Systematic error or bias may be common in both non-contact and applanation tonometers in regular clinical use. Three non-contact tonometers evaluated against a calibrated Goldmann applanation tonometer exhibited mean errors of 0.5, 2.9, and 1.8 mm Hg after 20, 9, and 24 months of operation, respectively.8 Choudhari et al9 checked the calibration of 132 Goldmann applanation tonometers, using the standard weight bar supplied by the manufacturer, 6 months after they had been calibrated by hospital biomedical engineers, and found calibration errors ranging from −8 to +20 mm Hg. Intra- and inter-observer limits of agreement for duplicate calibrations were up to 4 mm Hg.9 At 20 mm Hg, 55%, 10%, and 5% of tonometers had errors greater than or equal to 2, 4, and 6 mm Hg respectively.9 Only 4% of tonometers complied with the manufacturer’s tolerance of ±0.5 mm Hg. Sandhu et al12 found that 6 months after 34 Goldmann tonometers had been calibrated by a specially designated technician, 41% exhibited calibration errors of 3 mm Hg or greater at a nominal 20 mm Hg. Four months later, 52% exhibited calibration errors of 3 mm Hg or greater.12 George et al22 assessed in vivo agreement between two calibrated Goldmann applanation tonometers from different manufacturers and found limits of agreement of −2.47 to +6.16 mm Hg.
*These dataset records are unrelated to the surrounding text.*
PR #272, opened 2024-09-12
Handle empty dataset from output of sdg leaf node without raising error

### LINKED ISSUE #240: Empty dataset error kills the workflow
When the qna.yaml is not appropriate or a wrong model is used, the generation fails to happen and throws an error --
`instructlab.sdg.pipeline.EmptyDatasetError: Pipeline stopped: Empty dataset after running pipe`

Proposed solution:

- [ ] We need this to fail gracefully and continue operations if there were multiple leaf nodes.
- [ ] Provide more information on the error so that the user knows what steps need to be followed to rectify the issue.

relyt0925:
Previously, an EmptyDatasetError was raised when the dataset was empty after running the sdg pipeline of a leaf node. This change logs a warning and continues processing instead, allowing the function to handle empty datasets more gracefully and process other leaf nodes in the taxonomy. Fixes https://github.com/instructlab/sdg/issues/240

### DIFF
--- a/src/instructlab/sdg/generate_data.py
+++ b/src/instructlab/sdg/generate_data.py
@@ -25,7 +25,6 @@ from instructlab.sdg.llmblock import MODEL_FAMILY_MERLINITE, MODEL_FAMILY_MIXTRA
 from instructlab.sdg.pipeline import (
     FULL_PIPELINES_PACKAGE,
     SIMPLE_PIPELINES_PACKAGE,
-    EmptyDatasetError,
     Pipeline,
     PipelineContext,
 )
@@ -359,6 +358,7 @@ def generate_data(
         )
 
     generated_data = None
+    empty_sdg_leaf_nodes = []
     for leaf_node in leaf_nodes.values():
         is_knowledge = False
         leaf_node_path = leaf_node[0]["taxonomy_path"].replace("->", "_")
@@ -382,9 +382,11 @@ def generate_data(
         logger.debug("Dataset: %s", ds)
         new_generated_data = pipe.generate(ds, leaf_node_path)
         if len(new_generated_data) == 0:
-            raise EmptyDatasetError(
-                "Pipeline stopped: Empty dataset after running pipe"
+            empty_sdg_leaf_nodes.append(new_generated_data)
+            logger.warning(
+                "Empty dataset for qna node: %s", leaf_node[0]["taxonomy_path"]
             )
+            continue
         generated_data = (
             [new_generated_data]
             if generated_data is None
@@ -418,3 +420,9 @@ def generate_data(
 
     generate_duration = time.time() - generate_start
     logger.info(f"Generation took {generate_duration:.2f}s")
+    if len(empty_sdg_leaf_nodes) > 0:
+        logger.warning(
+            "Leaf nodes with empty sdg output: {}".format(
+                " ".join(empty_sdg_leaf_nodes)
+            )
+        )
--- a/src/instructlab/sdg/generate_data.py
+++ b/src/instructlab/sdg/generate_data.py
@@ -382,10 +382,8 @@ def generate_data(
         logger.debug("Dataset: %s", ds)
         new_generated_data = pipe.generate(ds, leaf_node_path)
         if len(new_generated_data) == 0:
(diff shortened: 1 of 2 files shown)


bbrowning:
Thanks for the pull request! Are there valid use-cases where a user expects an empty dataset from a leaf node? In other words, are we saving the user trouble by logging but ignoring any empty datasets? Or are we potentially masking a problem that they need to fix and re-run the entire generation? This might be the right way to address this, but I'm just trying to think through the user workflow here, how the user knows they have a problem, how they fix the problem, and whether a fatal error or just a warning log message makes that easier to spot and fix.

If it is appropriate to just log a message, perhaps we should also keep track of any taxonomy leaf nodes that resulted in empty datasets and log a final warning message at the very end of the generate run summarizing those? The single log message from each leaf node may be easy to miss during the generation loop if multiple leaf nodes are involved.

relyt0925:
I think logging a summary at the end is a great idea! 

I do believe it’s valid for if a user is generating sdg against a full taxonomy (using the taxonomy-base empty parameter) that one leaf node out of 140 for example (that is about the number of leaf nodes in the community taxonomy) shouldn’t cause a complete failure of the sdg run.

bbrowning:
Your example of the entire community taxonomy is a good one, and I agree that even if we can't generate data for all leaf nodes, generating what we can and logging the leaf nodes that failed is better than aborting entirely after multiple hours of generation.

relyt0925:
/hold

ready for review but want to do an e2e test before merging.

bbrowning:
I was going to ask you to please add a unit test in `test_generate_data.py` to verify that when a mocked generate block returns an empty dataset that the generation still runs to completion instead of erroring out. However, the code in generate_data.py needs a bit of refactoring to make that easy, and until that's done it requires quite a bit of mocking out things in generate_data to do that test. There are a few examples of this in test_generate_data.py if you want to take a stab at that, but if not this looks reasonable to merge as-is and we can create a separate issue to do some code cleanup and refactoring to make it easier to write new unit tests for the main generation loop.

src/instructlab/sdg/generate_data.py
```diff
@@ -418,3 +420,9 @@ def generate_data(
 
     generate_duration = time.time() - generate_start
     logger.info(f"Generation took {generate_duration:.2f}s")
+    if len(empty_sdg_leaf_nodes) > 0:
+        logger.warning(
+            "Leaf nodes with empty sdg output: {}".format(
+                " ".join(empty_sdg_leaf_nodes)
```
bbrowning, line 426: From testing this manually locally:
```
  File "/home/bbrownin/src/instructlab/sdg/venv/lib/python3.11/site-packages/instructlab/data/generate.py", line 293, in generate
    generate_data(
  File "/home/bbrownin/src/instructlab/sdg/src/instructlab/sdg/generate_data.py", line 426, in generate_data
    " ".join(empty_sdg_leaf_nodes)
TypeError: sequence item 0: expected str instance, Dataset found
```

bbrowning (changes requested):
I ran this manually locally and hit an error that my eyes-only review didn't catch. I added a comment inline to the code with the error, but it looks like we're trying to concatenate a string with a Dataset.

src/instructlab/sdg/generate_data.py
bbrowning: I pushed a new commit to address this issue, as well as add a test to confirm that we don't error and log a proper warning message at the end of the generation. So, let's reverse our roles and you review my change - feel free to amend, rebase, etc as desired. Thanks!

relyt0925:
Ben: Thank you so much for taking the time to illustrate that unit test example: I will note that general pattern for future PRs as well. These changes look great and I approve!!!!

relyt0925:
/unhold

testing complete

bbrowning (approved):

relyt0925:
@instructlab/sdg-maintainers do we think this is a potential candidate to merge? It seems like it is impacting some client workflows when they are utilizing generation against the *full* taxonomy

aakankshaduggal (approved):
LGTM, Thanks @relyt0925 for your contribution!!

Systematic measurement errors may also be caused by distortions of the applanating surface of disposable tonometer heads.23

In a survey of 155 ophthalmology units in the United Kingdom, Kumar et al17 found that 39% of units checked the calibration of their Goldmann tonometers either never or in a random manner. In a separate UK survey of ophthalmology residents, 85% never checked tonometers and 70% felt that calibration checks were not part of their responsibility.16 Only 7% checked the tonometer at the start of each clinical session and 8% would only check the tonometer if they had suspicious or unexpected measurements.16

IOP is not the only variable used by ophthalmologists to estimate risk of loss of vision. Glaucoma occurs in many patients whose IOP is below 21 mm Hg. Clinical optic disc examination and other quantitative measurements24 contribute to the detection, treatment and management of glaucoma. IOP, however, is an important risk factor for glaucoma25 measured to screen for OHT, and it is important that the measurement is reliable.

Intra-individual variation of IOP can be several mm Hg,26, 27 often substantially larger than calibration errors, possibly leading to an assumption that small systematic errors are not important. Systematic errors are approximately constant and create a bias at every IOP reading in every individual. The effect is similar to a shift in the population distribution of IOP. Decisions regarding treatment or follow-up are made, explicitly or implicitly, for every patient examined. On average, over a large number of patients, a small positive systematic error will result in more patients being treated or referred for further investigation, and a small negative systematic error will result in some patients not being treated or referred, who otherwise would be. This study quantifies those effects and shows that the influence of small systematic errors may be surprisingly large.

Important limitations of this study include the intra-individual variability of IOP of the participants and the possibility of undetected calibration errors in the tonometers used in the Blue Mountains Eye Study. Intra-individual variability and random calibration errors would increase the inter-individual IOP variance, broaden the IOP distribution and hence reduce the slope of the inverse cumulative distribution of IOP. This slope reduction would reduce the apparent sensitivity of OHT detection to tonometer calibration errors. Hence, this study may under-estimate the sensitivity.

We conclude that tonometers should be maintained and properly calibrated at intervals short enough to control systematic errors in IOP measurements to substantially less than 1 mm Hg.